### EXERCISE INSTRUCTIONS:
Return the listing in full. Keep each line exactly as it is.

======== DATA SEGMENT ========

Issue #5128, opened 2018-07-06
Annotation indexing spends large amount of time in user table lookups


robertknight:
New Relic [transaction stats](https://rpm.newrelic.com/accounts/1385283/applications/22688631/transactions?type=other&show_browser=false#id=5b224f746865725472616e73616374696f6e2f43656c6572792f682e7461736b732e696e64657865722e6164645f616e6e6f746174696f6e222c22225d) for "Non Web" processes show that `h.tasks.indexer.add_annotation` is the most expensive transaction, taking 150ms on average.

========

### WRITTEN SOLUTION:
Issue #5128, opened 2018-07-06
Annotation indexing spends large amount of time in user table lookups


robertknight:
New Relic [transaction stats](https://rpm.newrelic.com/accounts/1385283/applications/22688631/transactions?type=other&show_browser=false#id=5b224f746865725472616e73616374696f6e2f43656c6572792f682e7461736b732e696e64657865722e6164645f616e6e6f746174696f6e222c22225d) for "Non Web" processes show that `h.tasks.indexer.add_annotation` is the most expensive transaction, taking 150ms on average.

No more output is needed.